Y es que toda esta prisa constante no ayuda sino a alimentar de forma directa el ya mencionado «amateurizamiento» de la profesión, el «si ese puede, yo también» que desemboca en absoluta mediocridad, que permite al aficionado ocupar el lugar del profesional sin haber dominado los fundamentos internos de un estilo que se debe enteramente a ellos.

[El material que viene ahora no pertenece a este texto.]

Issue #429, opened 2016-12-01
Magenta on window?


rupeshs:
Happy that tensor flow for windows released but what about magenta will it work  on windows?

Banus:
Currently Tensorflow for Windows is available only for Python 3.5, and Python 2.7 is not supported even when compiling from source (see e.g. [cmake instructions](https://github.com/tensorflow/tensorflow/tree/r0.12/tensorflow/contrib/cmake)).
Thus, Windows support relies critically on the support for Python3 (see PR #461).

arijit17:
When can we expect Magenta to work on Windows 10?

jsleep:
@arijit17 That would be once all of Magenta's source code has been translated to Python 3, which is probably not at the top of the priority list.

gbernal:
Ah.. I came here looking for the answer to this questions.. Is everyone running some form of Linux?

icoxfog417:
You can use [bash on Windows](https://msdn.microsoft.com/ja-jp/commandline/wsl/about). My platform is Windows 10 and executes the Magenta by bash on Windows. 
I hope the short instruction on my repository helps you.

[icoxfog417/magenta_session#install](https://github.com/icoxfog417/magenta_session#install)

gbernal:
thanks for the advice. I'm still having some issues. I'm now having this issue https://stackoverflow.com/questions/42013316/after-building-tensorflow-from-source-seeing-libcudart-so-and-libcudnn-errors 
Do you install windows cuDNN  or linux cuDNN?

icoxfog417:
@gbernal Now [bash on Windows is not supported GPU](https://github.com/Microsoft/BashOnWindows/issues/829).  We have to wait Magenta supports Python3 or bash on Windows supports GPU!

AlexandreJup:
Hello ! 
Any news on running magenta in windows? (not using bash on Windows)

dubreuia:
@AlexandreJup I'm using Magenta in Windows (with cmd, and PyCharm), no problem for now, so it seems the support for Python 3.x has been fixed. I haven't tested all the models and training for now, but it looks OK. I'll report back if I see anything that doesn't work.

Some things to know:

- You will need Python 3.5.x (I'm using 3.5.6), because `tensorflow-gpu` requires it (not sure if necessary if you only need `tensorflow`)
- You will need CUDA 10.0 (not 10.1), same reason
- I'm using CudRNN 7.6 (not sure if there is a specific version to have), same reason

[...]

PR #461, opened 2016-12-15
WIP adding support for python3

Mistobaan:
WIP on porting magenta to python3, posting to get early comments

bazel test --test_output=streamed --verbose_failures //magenta/... --host_force_python=py3

### DIFF
--- a/WORKSPACE
+++ b/WORKSPACE
@@ -1,9 +1,8 @@
-new_http_archive(
+new_git_repository(
   name = "pretty_midi",
   build_file = "pretty_midi.BUILD",
-  url = "https://github.com/craffel/pretty-midi/archive/0.2.6.tar.gz",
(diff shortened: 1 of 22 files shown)


WORKSPACE
```diff
@@ -1,9 +1,8 @@
-new_http_archive(
+new_git_repository(
```
Mistobaan: there is a problem with the packaging of the remote repo. It contains an invalid python file.

adarob: @Mistobaan does this change actually work? We originally were using new_http_archive because we needed the strip_prefix option to remove the outer 'pretty_midi' directory.

dubreuia:
Isn't that fixed? It looks like it is working but I haven't tested all the models yet. See #429

cghawthorne:
Yes, we now fully support python 3. This PR is out of date, so I'll close it.

PR #506, opened 2017-01-28
Fix up to work with TF v1.0 API.

darrengarvey:
rnn_cell has moved to tensorflow.contrib.rnn. This change was made in
v0.12 [1].

[1] See https://github.com/tensorflow/tensorflow/commit/37fbebdd6c3c8f274896cc36e6feb5b7e2097a59

### DIFF
--- a/magenta/models/rl_tuner/rl_tuner_ops.py
+++ b/magenta/models/rl_tuner/rl_tuner_ops.py
@@ -297,17 +297,14 @@ def make_rnn_cell(rnn_layer_sizes, state_is_tuple=False):
         and cell matrix as a state instead of a concatenated matrix.
 
   Returns:
-      A tf.contrib.rnn.rnn_cell.MultiRNNCell based on the given
-      hyperparameters.
+      A tf.contrib.rnn.MultiRNNCell based on the given hyperparameters.
   """
   cells = []
   for num_units in rnn_layer_sizes:
-    cell = tf.contrib.rnn.rnn_cell.LSTMCell(
-        num_units, state_is_tuple=state_is_tuple)
+    cell = tf.contrib.rnn.LSTMCell(num_units, state_is_tuple=state_is_tuple)
     cells.append(cell)
 
-  cell = tf.contrib.rnn.rnn_cell.MultiRNNCell(
-      cells, state_is_tuple=state_is_tuple)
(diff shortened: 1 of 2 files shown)


magenta/models/rl_tuner/rl_tuner_ops.py
```diff
@@ -21,6 +21,7 @@
 
 import numpy as np
 import tensorflow as tf
+from tensorflow.contrib.rnn import rnn_cell
```
cghawthorne: to be consistent with the rest of our code, we'd prefer to just have one `import tensorflow as tf`, and then have the below references be things like `tf.contrib.rnn.LSTMCell`.

darrengarvey: I should have noticed that was your preferred style. I've made the change: now, do you prefer force-pushing the fixup to keep the PR clean or add an additional commit on top?

darrengarvey: I've pushed as an extra commit, but can squash down if that's how you do it.

magenta/models/rl_tuner/rl_tuner_ops.py
```diff
@@ -297,15 +297,17 @@ def make_rnn_cell(rnn_layer_sizes, state_is_tuple=False):
...
 
   Returns:
-      A tf.nn.rnn_cell.MultiRNNCell based on the given hyperparameters.
+      A tf.contrib.rnn.rnn_cell.MultiRNNCell based on the given
+      hyperparameters.
   """
   cells = []
   for num_units in rnn_layer_sizes:
-    cell = tf.nn.rnn_cell.LSTMCell(
+    cell = tf.contrib.rnn.rnn_cell.LSTMCell(
```
cghawthorne: Need to remove the extra rnn_cell so it's just tf.contrib.rnn.LSTMCell

magenta/models/rl_tuner/rl_tuner_ops.py
cghawthorne: Extra commits are fine. We'll squash before we merge.

darrengarvey:
Removed the superfluous references to `rnn_cell`. I hadn't noticed that ugliness became unnecessary.

I also fixed up a doc reference to `RnnCell`, which AFAICT should have been `RNNCell`.

PR #510, opened 2017-02-01
Adding ranges for the softmax temperature control.

korymath:
The temperature_control_number on magenta_midi represents a temperature, but the range is not immediately clear. By adding details in the flag definition users can more easily understand how to tune the temperature.

### DIFF
--- a/magenta/interfaces/midi/magenta_midi.py
+++ b/magenta/interfaces/midi/magenta_midi.py
@@ -90,8 +90,8 @@ tf.app.flags.DEFINE_integer(
     'temperature_control_number',
     None,
     'The control change number to use for controlling softmax temperature.'
-    'This should be an integer between 0 and 127 corresponding to a softmax '
-    'temperature between 0.1 and 2.')
+    'The value of control changes with this number will be used to set the '
+    'temperature in a linear range between 0.1 and 2.') 
 tf.app.flags.DEFINE_boolean(
     'allow_overlap',
     False,
--- a/magenta/interfaces/midi/magenta_midi.py
+++ b/magenta/interfaces/midi/magenta_midi.py
@@ -89,7 +89,7 @@ tf.app.flags.DEFINE_integer(
 tf.app.flags.DEFINE_integer(
     'temperature_control_number',
     None,
-    'The control change number to use for controlling softmax temperature.')
+    'The control change number to use for controlling softmax temperature. This should be an integer between 0 and 127 corresponding to a softmax temperature between 0.1 and 2.')
 tf.app.flags.DEFINE_boolean(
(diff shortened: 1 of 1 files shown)


korymath:
I signed it!

magenta/interfaces/midi/magenta_midi.py
```diff
@@ -89,7 +89,7 @@
 tf.app.flags.DEFINE_integer(
     'temperature_control_number',
     None,
-    'The control change number to use for controlling softmax temperature.')
+    'The control change number to use for controlling softmax temperature. This should be an integer between 0 and 127 corresponding to a softmax temperature between 0.1 and 2.')
```
adarob: Thanks. Could you please wrap this so that the line has a max length of 80 chars?

magenta/interfaces/midi/magenta_midi.py
```diff
@@ -89,7 +89,9 @@
 tf.app.flags.DEFINE_integer(
     'temperature_control_number',
     None,
-    'The control change number to use for controlling softmax temperature.')
+    'The control change number to use for controlling softmax temperature.'
+    'This should be an integer between 0 and 127 corresponding to a softmax '
+    'temperature between 0.1 and 2.')
```
adarob: Re-reading this, I realize that it is actual not correct. It should really say something like 'The value of control changes using this control number will be used to set the temperature in a range between 0.1 and 2.'

korymath: My hope was that I could add that while the temperature_control_number is between 0 and 127, this value is mapped to between 0.1 and 2. 

I was trying to follow the convention of the file, which lists for each of the flags:

"The control change number to use for..." or "The control change number to use with..." 

What about:

The control change number to use for controlling softmax temperature. The value of this control change number will be used to set the temperature in a linear range between 0.1 and 2. 

I guess that it is clear once you trace how it is being used here: https://github.com/tensorflow/magenta/blob/824ae077abcecc58c568b1a770c6c915dbca616b/magenta/interfaces/midi/midi_interaction.py#L103

adarob: I agree that it's good to include the range. However, I want to make it clear that the flag value doesn't directly determine the temperature. Instead it specifies which control change to monitor whose value will be mapped to the range. How about:

The control change number to use for controlling softmax temperature. The value of control changes with this number will be used to set the temperature in a linear range between 0.1 and 2.

korymath: Love it. That makes much more sense and should help temperature fiddlers, like myself, to work with this interface. I will propose that change ASAP.

PR #513, opened 2017-02-08
Tiny documentation fix

notjosh:
In absent-minded "how does this work?" mode, I totally missed the missing `\`, instead delving way deeper to find a problem. Hopefully this saves someone else 5 minutes in future :)


notjosh:
I signed it!

PR #520, opened 2017-02-13
Remove dangling 'r' variable decleration in version.py

brannondorsey:


brannondorsey:
I signed it!

cghawthorne:
In this case, the `r` indicates that the following string is a raw string: https://docs.python.org/2.7/reference/lexical_analysis.html#string-literals

We tend to do this for our docstrings in case the string contains code or command line snippets.

brannondorsey:
Ah, thank you @cghawthorne, I haven't used docstrings much and didn't know that. Sorry for adding noise.

PR #539, opened 2017-02-28
fix bug in log-likelihood computation

iansimon:


PeterMitrano:
can confirm, works for me. tested with [this code](https://gist.github.com/PeterMitrano/5575de94ae96edbc50e99dca84870e2e)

Y así lo dice también Carter (a): «el respeto por la música se está perdiendo en favor de ejecutantes que simplemente «tontean» con el instrumento los fines de semana, olvidando que la verdadera libertad interpretativa sólo nace de conocer las reglas antes de romperlas». Sin duda, todo esto no da sino como resultado lo que el baterista Stan Levey (g) describía como «una preocupante tendencia en las nuevas generaciones a no escucharse entre sí» —entre sí, ni a nadie; añadiría yo—. Y a la vez concuerdo en cada palabra cuando enuncia que «se ha perdido la sutileza de llenar texturas y apoyar al solista»; en su lugar, el escenario se llena de músicos que, aunque técnicamente capaces —eso sí; ¡más que nunca! —, han sacrificado la sensibilidad y la inteligencia musical por la filigrana visual que brilla en las pantallas de los móviles, pero suena hueca en la penumbra de los muy pocos clubes que van quedando y que antaño han visto días mejores.

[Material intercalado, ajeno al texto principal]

PR #572, opened 2017-03-21
Support output files in current directory without './'

astromme:
convert_dir_to_note_sequences.py doesn't support specifying an output file in the current directory unless the user prefixes it with './' or uses the full path. This is because the script tries to create the output dir '' (empty string) which fails. This fixes the problem by not creating an output_dir if the output_file doesn't contain a directory component. 

Example command that is fixed by this change:
$ convert_dir_to_note_sequences --input_dir=lmd_matched --output_file output.tfrecord --recursive

### DIFF
--- a/magenta/scripts/convert_dir_to_note_sequences.py
+++ b/magenta/scripts/convert_dir_to_note_sequences.py
@@ -168,9 +168,10 @@ def main(unused_argv):
     return
 
   input_dir = os.path.expanduser(FLAGS.input_dir)
+  output_dir = os.path.dirname(output_file)
   output_file = os.path.expanduser(FLAGS.output_file)
 
-  if not os.path.exists(os.path.dirname(output_file)):
+  if output_dir != '' and not os.path.exists(output_dir):
     os.makedirs(os.path.dirname(output_file))
 
   with note_sequence_io.NoteSequenceRecordWriter(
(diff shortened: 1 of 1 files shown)


magenta/scripts/convert_dir_to_note_sequences.py
```diff
@@ -168,9 +168,10 @@ def main(unused_argv):
     return
 
   input_dir = os.path.expanduser(FLAGS.input_dir)
+  output_dir = os.path.dirname(output_file)
   output_file = os.path.expanduser(FLAGS.output_file)
 
-  if not os.path.exists(os.path.dirname(output_file)):
+  if output_dir != '' and not os.path.exists(output_dir):
```
cghawthorne: We're trying to switch to using tf.gfile when we can for internal compatibility. It doesn't complain when the output directory already exists, so I think you could do:

```
if output_dir:
  tf.gfile.MakeDirs(output_dir)
```

astromme: Thanks. Tested tf.gfile.MakeDirs and it works like you say. Updated my code to use it.

astromme:
Hey! Also good to hear from you, miss you guys. Can you take another look with the updated code?

PR #576, opened 2017-03-23
Fix processing a sequence without notes

cghawthorne:
Bug occurred only when drop_events_n_seconds_after_last_note was used.


cghawthorne:
Updated to handle non-note events. Can you take another look?

PR #594, opened 2017-04-11
Adding licenses to NSynth BUILD files

jesseengel:


magenta/models/nsynth/BUILD
```diff
@@ -1,3 +1,21 @@
+# Copyright 2016 Google Inc. All Rights Reserved.
```
adarob: These should all be 2017.

PR #601, opened 2017-04-21
NSynth: Support long audio files by chunking them

veqtor:
Save embeddings in NSynth for longer/shorter audio files than sample_length
Also support for loading mp3-files using FFMPEG backend
Use librosa for loading audio files to resample
Resampling can cause inter-sample distortion (samples above/below 1 & -1 ) so normalize was added to make sure no samples produce values outside of one-hot encoding

### DIFF
--- a/magenta/models/nsynth/utils.py
+++ b/magenta/models/nsynth/utils.py
@@ -19,10 +19,8 @@ from __future__ import print_function
 
 import importlib
 
-# internal imports
 import librosa
 import numpy as np
-import scipy.io.wavfile
 import tensorflow as tf
 
 slim = tf.contrib.slim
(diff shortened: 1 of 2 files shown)


veqtor:
I signed it! (CLA)

veqtor:
I signed it! (CLA - For other ssh key)

veqtor:
Perhaps this, since it's a bit different from the original implementation should be moved out to a separate method?

jesseengel:
Sorry for the extremely long delay on this. We had to change a bunch of the code to incorporate the new sampler. If you want to update this for the new code and think it'd be useful I'd be happy to take a look. However, using a TitanX I was able to create encodings and generate from a 3 minute song, so I'm not sure what use cases this would really be addressing.

PR #617, opened 2017-05-04
Added bokeh-based piano roll plotting

douglaseck:


magenta/music/notebook_utils.py
```diff
@@ -16,6 +16,11 @@
 # internal imports
 import IPython
 
+import collections
+import bokeh
```
cghawthorne: We should update magenta/tools/pip/setup.py to have dependencies on pandas and bokeh.

Should also add a dependency in the BUILD file with "# bokeh dep" and "# pandas dep" that we can handle internally.

douglaseck: Done. Thanks!

magenta/music/notebook_utils.py
```diff
@@ -16,6 +16,11 @@
 # internal imports
 import IPython
 
+import collections
```
cghawthorne: Should change import order:

```
import collections

# internal imports

import bokeh
import bokeh.plotting
import IPython
import pandas as pd

from magenta.music import midi_synth
```

magenta/music/notebook_utils.py
```diff
@@ -38,3 +43,72 @@ def play_sequence(sequence,
   array_of_floats = synth(sequence, sample_rate=sample_rate, **synth_args)
   IPython.display.display(IPython.display.Audio(array_of_floats,
                                                 rate=sample_rate))
+
+
+def plot_sequence(sequence,
+                  show_figure=True):
+  """Creates an interactive pianoroll for a tensorflow.magenta.NoteSequence.
```
cghawthorne: Should have a blank line after the one-sentence docstring summary.

douglaseck: Fixed.

PR #60, opened 2019-11-13
Fix Helm service name and port forwarding

ryanbrainard:
In the Helm `Service`, the `selector` does not match any of the `labels` of the `StatefulSet`, so the service doesn't actually send traffic to the app. This updates the `selector` to what is [here](https://github.com/salesforce/sloop/blob/4f05081ad2e05a3cb984220de98ddb7478eabee6/helm/sloop/templates/statefulset.yaml#L5). I'm not sure if you wanted a more specific selector, but figured this is a good one to start with.

Now that the service works, it can be used for port-forwarding. Not only is this a better practice, but for some reason, I was having protocol errors forwarding directly to the stateful set that went away after I made this change.

I also updated `kc-aws` to `kubectl`. I'm not sure what that was, but probably some local alias of the original author.


mallow111:
Thank you for making the changes, approved!

PR #64, opened 2019-11-14
Add precise time filtering to event and payload views

thomashargrove:
Before the queries for events and payloads on the resource popup were passing in lookback=5m, but there was code that checked for lookback<30 and changed it to maxLookBack (usually 2 weeks).

This PR adds a second way to specify query time with start_time + end_time.  It also changes the minimum lookback to 1m, and if less just bumps it to 1m.

The benefit of this is now when users click on part of a timeline they only see resources and payloads for +/- 15m, which is helpful for long-lived resources where you just want to investigate one bit of time.  In the future we can make the range adjustable for the user.

### DIFF
--- a/pkg/sloop/queries/timerange.go
+++ b/pkg/sloop/queries/timerange.go
@@ -27,12 +27,11 @@ const minLookback = 1 * time.Minute
 //   We first find the endTime.  If we are looking at historic data, we use the end of the last partitions.  If
 //   that is in the future, we use now().  We don't want to always use now() as that would prevent users from looking
 //   at old data as it would get clipped by maxLookBack
-//
 //   StartTime is just endTime - lookback
 //
 // Using "start_time" and "end_time"
 //
-//   This is straighforward.  These are UTC Unix times
+//   This is straight forward.  These are UTC Unix times
 //
 // TODO: If wall clock is in the middle of the newest partition min-max time we can use it
 func computeTimeRange(params url.Values, tables typed.Tables, maxLookBack time.Duration) (time.Time, time.Time, error) {
@@ -93,11 +92,9 @@ func computeTimeRange(params url.Values, tables typed.Tables, maxLookBack time.D
 	return computedStart, computedEnd, nil
 }
 
-// This looks at our store, and if it has data finds the newest partitions, then finds the end time of that
+// This looks at our store, and if it has data finds the newest partition, then finds the end time of that
 // But if that is in the future we return now
 // This bit of logic is needed for queries with a lookback to determine a good end time
-// For normal operation we general end up with endTime==now(), but if we are viewing a data store in the past
-// we want endTime to be the end of the data set
 func getEndOfTime(tables typed.Tables) time.Time {
 	now := time.Now()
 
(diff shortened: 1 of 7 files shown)


pkg/sloop/queries/timerange.go
```diff
@@ -8,60 +8,152 @@
...
+	var computedEnd time.Time
+	var err error
+
+	// Input validations
+	if startTimeVal == "" && endTimeVal == "" && lookBackVal == "" {
+		return time.Time{}, time.Time{}, fmt.Errorf("Time range must be set with either [%v] or both of [%v,%v]", LookbackParam, StartTimeParam, EndTimeParam)
+	}
+	if lookBackVal != "" {
+		if startTimeVal != "" || endTimeVal != "" {
+			return time.Time{}, time.Time{}, fmt.Errorf("When [%v] is set, you can not set either of [%v,%v]", LookbackParam, StartTimeParam, EndTimeParam)
```
nurland: nit: can we add actual values to the error message?

pkg/sloop/queries/timerange.go
```diff
@@ -8,60 +8,152 @@
...
+		}
+	} else {
+		if (startTimeVal == "") != (endTimeVal == "") {
```
nurland: shouldn't this be `if (startTimeVal == "") || (endTimeVal == "")`? We already know that `lookBack` is not set, so both `startTime` and `endTime` must be set, we cannot proceed if neither of them is set.

thomashargrove: will fix

pkg/sloop/queries/timerange.go
```diff
@@ -8,60 +8,152 @@
...
 
-	// If web request specifies a valid lookback use that, else use the config for the store
-	queryDuration := maxLookBack
-	queryLookBack := params.Get(LookbackParam)
-	if queryLookBack != "" {
-		var err error
-		queryDuration, err = time.ParseDuration(queryLookBack)
+	if lookBackVal != "" {
+		computedEnd = endOfTime
+		lookbackRange, err := getTimeRangeFromLookback(lookBackVal)
```
nurland: nit: maybe rename to getDurationFromLookback? Range implies that we expect start and end.

thomashargrove: done

pkg/sloop/queries/timerange.go
```diff
@@ -8,60 +8,152 @@
...
+	if startTimeVal == "" && endTimeVal == "" && lookBackVal == "" {
+		return time.Time{}, time.Time{}, fmt.Errorf("Time range must be set with either [%v] or both of [%v,%v] but all 3 were empty", LookbackParam, StartTimeParam, EndTimeParam)
+	}
+	if lookBackVal != "" {
+		if startTimeVal != "" || endTimeVal != "" {
+			return time.Time{}, time.Time{}, fmt.Errorf("When [%v] is set, you can not set either of [%v,%v].  Got (%v,%v,%v) respectively", LookbackParam, StartTimeParam, EndTimeParam, lookBackVal, startTimeVal, endTimeVal)
+		}
+	} else {
+		if (startTimeVal == "") || (endTimeVal == "") {
+			return time.Time{}, time.Time{}, fmt.Errorf("Either %v and %v both need to be set or neither set.  Got (%v,%v) respectively", StartTimeParam, EndTimeParam, startTimeVal, endTimeVal)
```
nurland: nit: error message needs to be updated (`Both params [%v,%v] must be set`)

thomashargrove: meh, I don't think anyone would be confused by this error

Pero sin dejar atrás el fenómeno del aficionado y la pérdida de rigor. Cabe decir que no sólo erosiona la técnica y el legado, sino que, en mi modo de ver, pone en peligro también la propia comunicación artística. Y así sucede en el afán por destacar en el escaparate digital, que muchos músicos confunden la libertad interpretativa con una suerte de autoindulgencia subjetiva. A Bill Evans (h) me remito, quien ya en 1970 advertía sobre los riesgos de un jazz de vanguardia que, si bien era saludable en su espíritu, decía, a menudo carecía de organización. Evans sostenía entonces que la libertad absoluta, sin una «fuerza guía estética», corre siempre el riesgo de volverse tan personal que deje de relacionarse con el otro. Es más, sin esa disciplina que ordena el caos, la música se convierte, en palabras del pianista: «en el llanto de un infante en la cuna: es expresión, sí, pero nadie se atrevería a llamarlo arte».

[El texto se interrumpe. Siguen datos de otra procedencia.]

PR #66, opened 2019-11-14
Remove dupe events for details page

thomashargrove:
Problem: We were showing payload links in the detail view even when the update did not change anything in the payload

Solution: Remove the dupe before we return list to UX

### DIFF
--- a/pkg/sloop/queries/respayloadquery.go
+++ b/pkg/sloop/queries/respayloadquery.go
@@ -133,12 +133,12 @@ func removeDupePayloads(payloads []PayloadOuput) []PayloadOuput {
 
 	ret := []PayloadOuput{}
 
-	lastVal := ""
+	lastPayload := ""
 	for _, val := range payloads {
-		if val.Payload != lastVal {
+		if val.Payload != lastPayload {
 			ret = append(ret, val)
 		}
-		lastVal = val.Payload
+		lastPayload = val.Payload
 	}
 
 	return ret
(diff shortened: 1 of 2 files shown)


pkg/sloop/queries/respayloadquery_test.go
```diff
@@ -146,12 +146,39 @@ func Test_GetResPayload_True_PreviousKeyFound(t *testing.T) {
...
+var somePayloadTs = time.Date(2019, 3, 1, 3, 4, 0, 0, time.UTC)
+
+func Test_removeDupePayloads_emptyWorks(t *testing.T) {
+	ret := removeDupePayloads([]PayloadOuput{})
+	assert.Equal(t, []PayloadOuput{}, ret)
+}
+
+func Test_removeDupePayloads_twoUnique_returnsTwo(t *testing.T) {
+	input := []PayloadOuput{
+		{PayLoadTime: somePayloadTs.Add(time.Minute).Unix(), Payload: "abc"},
```
mallow111: s/somePayloadTs.Add(time.Minute).Unix()/somePayloadTs.Add(time.Minute).UnixNano(), payload time is unixnano

pkg/sloop/queries/respayloadquery.go
```diff
@@ -124,14 +123,23 @@ func getPayloadOutputList(watchRes map[typed.WatchTableKey]*typed.KubeWatchResul
...
+}
+
+func removeDupePayloads(payloads []PayloadOuput) []PayloadOuput {
+	sort.Slice(payloads, func(i, j int) bool {
+		return payloads[i].PayLoadTime < payloads[j].PayLoadTime
+	})
+
+	ret := []PayloadOuput{}
+
+	lastVal := ""
```
nurland: nit: `lastPayload`

pkg/sloop/queries/respayloadquery_test.go
thomashargrove: thanks, fixed

PR #68, opened 2019-11-15
Add payload json blob

mallow111:
This PR makes it possible to display selected payload in page, for compare the diff, it will be in next PR.

Screen Shot 2019-11-15 at 11 44 14 AM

Es pues hoy que esta advertencia cobra una vigencia alarmante. Ya que con frecuencia se olvida que el jazz es un idioma capaz de contar historias, de lo más descriptivo, acerca de todos y cada uno de los ámbitos de la vida; pero para ser entendido ha de ser honesto y preciso. Aunque, lamentablemente, al sacrificar sus fundamentos siempre suena vacío, carente de esas«energía química» y alma mágica que Levey y muchos otros consideraban «la verdadera herencia de los gigantes».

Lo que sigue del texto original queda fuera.